Le progrès et les progressistes

Comment marche le progrès ? (…) Le progrès, c’est de rentrer en soi, de ne rien y chercher, de se contenter de ce qu’on y trouve. Le progrès, ce n’est pas de progresser ; le progrès, c’est de régresser pour récupérer, pour reconnaître, pour raccommoder, pour s’approcher humblement du mystère et mieux l’écouter. Les crabes marchent sur le côté. L’allure des humains dignes de ce nom est plus complexe. Pour avancer, il leur faut reculer ; et pour monter, descendre. Ils compriment au maximum le ressort de la vie qui est en eux jusqu’à ce que, sans rien leur expliquer de ses raisons, il les catapulte où ça lui chante. Bien sûr il existe aussi des gens qui confondent la vie avec une course en sac et vont devant eux aussi loin et aussi vite qu’ils le peuvent jusqu’à la bûche. Ainsi font les tyrans, les managers, les chauffards, les illuminés.

Jean SUR – Le marché de Résurgences 35

Et, en écho, je note dans ce sens une évocation du « lâcher-prise » par Elisabeth GODFRID:

Le paradoxe du progressiste, c’est qu’il pense beaucoup plus au passé qu’à l’avenir. Sa tension vers l’objectif à atteindre, qui réduit son champ de vision en imposant à ce prophète de disgracieuses œillères, le fixe aussi, surtout s’il est sincère, sur l’obsession d’un présent à dépasser qu’il a précisément la hantise constante de ne pas dépasser, ou pas assez. Le progressiste met ses espoirs dans un horizon qui recule toujours, mais ce maudit présent à quitter et à oublier devient un modèle négatif qui le paralyse ; en quelque sorte une paire d’œillères de secours.

La servitude volontaire

Pour le moment, je désirerais seulement qu’on me fît comprendre comment il se peut que tant d’hommes, tant de villes, tant de nations supportent quelquefois tout d’un Tyran seul, qui n’a de puissance que celle qu’on lui donne, qui n’a pouvoir de leur nuire, qu’autant qu’ils veulent bien l’endurer, et qui ne pourrait leur faire aucun mal, s’ils n’aimaient mieux tout souffrir de lui, que de le contredire.

Étienne de LA BOETIE, Discours de la servitude volontaire

et en écho, la pertinence de cette note de Günther ANDERS:

Notre obéissance est d’autant plus grande que nous sommes sûrs de notre illusion de la liberté.

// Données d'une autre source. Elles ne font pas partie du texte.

PR #3279, opened 2025-10-02
Bug 1948866 - Use awake timestamps for timespan/timing distribution

badboy:
I need to check the other uses for correctness.
Right now this uses https://github.com/badboy/zeitstempel/pull/5. I will need to cut a release of that first.


glean-core/src/event_database/mod.rs
```diff
@@ -219,7 +219,7 @@ impl EventDatabase {
                     self.record(
                         glean,
                         &glean_restarted.into(),
-                        crate::get_timestamp_ms(),
+                        crate::get_awake_timestamp_ms(),
```
chutten: Isn't it odd to have glean.restarted use awake timestamp but all other events use including-sleep timestamp?

badboy: woops, that's a mistake indeed.

PR #3292, opened 2025-10-21
Bug 1994757 - Store the client ID in an additional plaintext file and report on regeneration

badboy:
This is a first approach at putting [this state diagram](https://tmp.fnordig.de/mozilla/client_id_txt.html) into code. 

This is not yet pretty. or organized. or ready to be looked at.
But it's not not wrong and I will expand upon that.

### DIFF
--- a/docs/dev/core/internal/client_id_recovery.md
+++ b/docs/dev/core/internal/client_id_recovery.md
@@ -1,0 +1,58 @@
+# Client ID recovery
+
+Currently (2025-10-31, Glean v66) we see some unexplained Glean SDK database resets.
+These are noticeable in data as client ID regenerations:
+A client application with telemetry enabled, which previously already sent data,
+regenerates its client ID on initialize and thus looks like a new client.
+
+That's undesirable and a bug.
+However we have yet to track down the actual faulty code path.
+Until that bug is found and fixed, the Glean SDK provides an extra mitigation.
+
+From Glean v66.1.0 on the SDK will store the client ID in a `client_id.txt` in the provided data path.
+Any inconsistencies in that data compared to the database will be reported
+and, if applicable, the client ID restored.
+
+**Note:** Glean v66.1.0 will only report the inconsistency, but will not restore a recovered client ID.
+This allows us to measure the impact.
+The mitigation will be enabled in a later release ([bug 1996862](https://bugzilla.mozilla.org/show_bug.cgi?id=1996862)).
+
+The exact flow of decisions is depicted in the chart below.
+The implementation is in [`glean-core/src/core/mod.rs`](https://github.com/mozilla/glean/blob/HEAD/glean-core/src/core/mod.rs#L264)
+
+```mermaid
+flowchart TD
+    A["Glean.init"] -->B
+    B{client_id.txt exists?} -->|yes| C
+    B -->|no| D
+    C["(a) load file ID"] --> E
+    D["load DB ID"] --> D3
+    D3{DB ID empty} -->|yes| D4
+    D3 -->|no| S
+    D4["generate DB ID"] --> S
+    E{valid file and ID?} -->|yes| H
+    E -->|no| G
+    G["(b) record file read error"] --> H
+    H{"(c) DB size <= 0"} -->|yes| J
+    H -->|no| F
+    J["(d) record empty DB error
+    report recovered ID: file ID"] --> Q
+    F["load DB ID"] --> N
+    L{file ID == DB ID} --> |yes| Z
+    L -->|no| T
+    N{DB ID empty?} -->|yes| O
+    N -->|no| L
+    O["(f) record regen error"] --> Q
+    P["(g) record mismatch error
+    report recovered ID: file ID"] --> S
+    Q["(e) mitigation:
+    set DB ID = file ID"] --> Z
+    S["(h) write DB ID to file"] --> Z
+    T{"DB ID == 'c0ffee'"}
+    T -->|yes| U
+    T -->|no| P
+    U["(i) record c0ffee error
+    report recovered ID: file ID"] --> Q
+    
+    Z(normal operation)
+```
--- a/docs/dev/core/internal/index.md
+++ b/docs/dev/core/internal/index.md
@@ -21,3 +21,4 @@ This includes:
 * [Debug Pings](debug-pings.md)
 * [Upload mechanism](upload.md)
 * [Implementations](implementations.md)
+* [Client ID recovery](client_id_recovery.md)
--- a/glean-core/metrics.yaml
+++ b/glean-core/metrics.yaml
@@ -1158,3 +1158,92 @@ glean.health:
     expires: never
     send_in_pings:
       - health
+
+  exception_state:
+    type: string
+    lifetime: ping
+    description: |
+      An exceptional state was detected upon trying to laod the database.
+
+      Valid options are:
+        - empty-db
+        - regen-db
+        - c0ffee-in-db
+        - client-id-mismatch
+    notification_emails:
+      - glean-team@mozilla.org
+      - jrediger@mozilla.com
+    bugs:
+      - https://bugzilla.mozilla.org/show_bug.cgi?id=1994757
+    data_reviews:
+      - https://bugzilla.mozilla.org/show_bug.cgi?id=1994757#c2
+    data_sensitivity:
+      - technical
+    expires: never
+    send_in_pings:
+      - health
+
+  recovered_client_id:
+    type: uuid
+    lifetime: ping
+    description: |
+      A client_id recovered from a `client_id.txt` file on disk.
+      Only expected to have a value for the exception states `empty-db`, `c0ffee-in-db` and `client-id-mismatch`.
+      See `exception_state` for different exception states when this can happen.
+    notification_emails:
+      - glean-team@mozilla.org
+      - jrediger@mozilla.com
+    bugs:
+      - https://bugzilla.mozilla.org/show_bug.cgi?id=1994757
+    data_reviews:
+      - https://bugzilla.mozilla.org/show_bug.cgi?id=1994757#c2
+    data_sensitivity:
+      - technical
+    expires: never
+    send_in_pings:
+      - health
+
+  file_read_error:
+    type: labeled_counter
+    lifetime: ping
+    description: |
+      Count of different errors that happened when trying to read the `client_id.txt` file from disk.
+    notification_emails:
+      - glean-team@mozilla.org
+      - jrediger@mozilla.com
+    bugs:
+      - https://bugzilla.mozilla.org/show_bug.cgi?id=1994757
+    data_reviews:
+      - https://bugzilla.mozilla.org/show_bug.cgi?id=1994757#c2
+    data_sensitivity:
+      - technical
+    expires: never
+    send_in_pings:
+      - health
+    labels:
+      - parse
+      - permission-denied
+      - io
+      - c0ffee-in-file
+
+  file_write_error:
+    type: labeled_counter
+    lifetime: ping
+    description: |
+      Count of different errors that happened when trying to write the `client_id.txt` file to disk.
+    notification_emails:
+      - glean-team@mozilla.org
+      - jrediger@mozilla.com
+    bugs:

Je complète, un peu plus tard [septembre 2011].

Beccaria le disait admirablement, il y a fort longtemps: « Les esprits des hommes, comme les fluides, se mettent toujours au niveau des objets qui les entourent. » On mesure la réussite d’une idéologie non pas à ce qu’elle parvient à imposer aux esprits, mais à ce qu’elle n’a pas besoin de leur imposer parce qu’ils le font désormais spontanément.